TR-H-0103 :1994.10.18

Osamu Fujimura

Syllables, Internal Structure and Role in Prosodic Organization

Abstract:This paper discusses a new view of speech organization in relation to the Converter-Distributor (C/D) model of phonetic implementation. Traditionally, speech signals were interpreted basically as a concatenated string of phonemic segments, each of the segments being represented as a simultaneous bundle of distinctive features. In this influential classical work, each segment is assumed to be completely specified with all phonetic characteristics as an integral and independent phonetic form, each component feature being associated with its inherent, though inevitably abstract, phonetic manifestation. On this linear string of segmental phonetic events, suprasegmental effects were assumed to be superimposed to form the observable speech signals. Some smoothing process, generally called coarticultion, would be applied to a set of step functions representing phonetic dimensions (such as formants or articulators' positions) formed out of discretely concatenated target values and assigned durations for individual (phonemic) segments, to generate continuously changing and physically realizable time functions for phonetic variables. The suprasegmental phenomena have been discussed referring to separately observable speech characteristics, in particular, the voice fundamental frequency (pitch) contour (i.e. time functions) and spectrographically defined segmental durations. Thus, concatenated string of phonemes, roughly corresponding to alphabetic text, is the primary (abstract) representation of the speech material, modulated by suprasegmental control superimposed on it in actual utterances.
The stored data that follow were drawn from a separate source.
PR #1292, opened 2024-04-12
chore: auto-generate cognito domain when external providers are configured

Amplifiyer:
## Problem

>Customers encounter unexpected client behavior after setting a social provider in defineAuth but not specifying a domainPrefix, which is required when using social providers. Customers are more than likely to configure a domainPrefix that somewhat aligns with their app name and branch, however also encounter friction when attempting to do so as that requires the use of environment variables and setting based on env context (without access to the cdk context pre-construct).

>Customers are also more likely to have a need for configuring a custom domain for their auth by binding it to their app domain. This will also help ensure there is less friction when publishing to app stores, etc.

## Changes

1. Always auto-generate a cognito domain based on the stack name which should be unique for a branch-appId or a sandbox. Use a 20 char hash as the domain prefix.
2. Custom domains can be configured via overrides right now and will be supported first class in future. Since both the custom domain and cognito domain will be configured/present at the same time, surface both in the client config to avoid confusion.

## Validation

Unit tests and manually tested

## Checklist

### DIFF
--- a/packages/auth-construct/src/construct.ts
+++ b/packages/auth-construct/src/construct.ts
@@ -40,6 +40,7 @@ import {
 } from '@aws-amplify/backend-output-storage';
 import * as path from 'path';
 import { coreAttributeNameMap } from './string_maps.js';
+import { createHash } from 'crypto';
 
 type DefaultRoles = { auth: Role; unAuth: Role };
 type IdentityProviderSetupResult = {
@@ -102,14 +103,14 @@ export class AmplifyAuth
 
   private readonly name: string;
 
-  private readonly domainPrefix: string | undefined;
-
   private readonly groups: {
     [key: string]: {
       cfnUserGroup: CfnUserPoolGroup;
       role: Role;
     };
   } = {};
+
+  private domainPrefix: string | undefined;
 
   /**
    * Create a new Auth construct with AuthProps.
@@ -123,7 +124,6 @@ export class AmplifyAuth
     super(scope, id);
 
     this.name = props.name ?? '';
-    this.domainPrefix = props.loginWith.externalProviders?.domainPrefix;
 
     // UserPool
     this.computedUserPoolProps = this.getUserPoolProps(props);
@@ -581,12 +581,12 @@ export class AmplifyAuth
       return result;
     }
     // make sure logout/callback urls are not empty
-    if (external.logoutUrls.length === 0) {
+    if (external.logoutUrls && external.logoutUrls.length === 0) {
       throw Error(
         'You must define logoutUrls when configuring external login providers.'
       );
     }
-    if (external.callbackUrls.length === 0) {
+    if (external.callbackUrls && external.callbackUrls.length === 0) {
       throw Error(
         'You must define callbackUrls when configuring external login providers.'
       );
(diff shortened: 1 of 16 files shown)


packages/auth-construct/src/construct.ts
```diff
@@ -751,15 +751,15 @@ export class AmplifyAuth
       result.providersList.push('SAML');
     }
 
-    // UserPool Domain
-    if (this.domainPrefix && result.providersList.length > 0) {
+    // Auto generate Cognito Domain if external providers are configured
+    if (result.providersList.length > 0) {
```
edwardfoyle, line 755: We should probably use [this](https://github.com/aws-amplify/amplify-backend/blob/ab739ea1ce7f0e297a28020976e51f8b1a2138e9/packages/backend/src/backend_id_scoped_stable_backend_identifiers.ts#L24-L26) recently added hash method. It's injected into the `generateContainerEntry` method in the `backend-auth` factory. I think the construct should continue to have an optional prop for the domainPrefix that can be computed by the factory and passed in.

packages/backend-output-schemas/src/auth/v1.ts
```diff
@@ -25,7 +25,7 @@ export const authOutputSchema = z.object({
 
     socialProviders: z.string().optional(), // JSON array as string
 
-    oauthDomain: z.string().optional(),
+    oauthCognitoDomain: z.string().optional(),
```
edwardfoyle, line 28: should this be required now?

packages/client-config/src/client-config-schema/schema_v1.json
```diff
@@ -105,10 +105,14 @@
               "minItems": 0,
               "uniqueItems": true
             },
-            "domain": {
+            "cognito_domain": {
               "description": "Cognito Domain used for identity providers",
```
edwardfoyle, line 109: nit: just glancing at this, "Custom" and "Cognito" look very similar. Maybe change this description to `Autogenerated domain used for identity providers`?

packages/backend-output-schemas/src/auth/v1.ts
Amplifiyer: It's only required if external providers are present. Since this is a flat config, we can't make it required.

packages/client-config/src/client-config-schema/schema_v1.json
Amplifiyer: Updated.

packages/auth-construct/src/construct.ts
Amplifiyer: Good point, updated.

packages/backend-output-schemas/src/auth/v1.ts
edwardfoyle: Ah right 👍

edwardfoyle (approved):

packages/backend-auth/src/factory.ts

Our new view to be discussed here deviates radically from this interpretation of speech phenomena. It assumes what we will call prosodic organization of an utterance or its phrasal components (as a phonetic unit) as the basic structure of speech phenomena. This structure is associated with a linear string of syllables as the concatenative "segmental" units. The flow of vocalic gestures characterizing the sequence of syllable nuclei forms the base function of the articulatory event that fits in the prosodic structure of the utterance. On this base function, consonantal gestures are superimposed, basically in the way Ohman depicted in his consonantal perturbation model (see also Carre, R. & Chennoukh, S.). The base function is inherently multi-dimensional in the sense that different articulators such as the jaw opening, the tongue body advancing or retraction, and the lip rounding and protrusion, behave more or less independently from each other, and some of these dimensions, in particular, presumably, the mandible abduction/adduction, more directly reflect the prosodic structure. Onto this base function is superimposed consonantal gestures reflecting inherent characteristics of phonological features representing each syllable margin item, or more specifically, in the C/D model terminology, features of onset, coda, or syllable affix(es). The prosodic characteristics of an utterance are specified phonologically by a metrical tree (or some other symbolic representation). In the phonetic specification of the speech utterance, which we will need as the input for the C/D system, the metrical tree must be augmented by numeric annotations. The intricate relation between the symbolic, discrete phonological representation and the corresponding continuously variable phonetic characteristics of utterances of the given linguistic message in a given situation is thus explained by an explicitly described generative model of phonetic realization.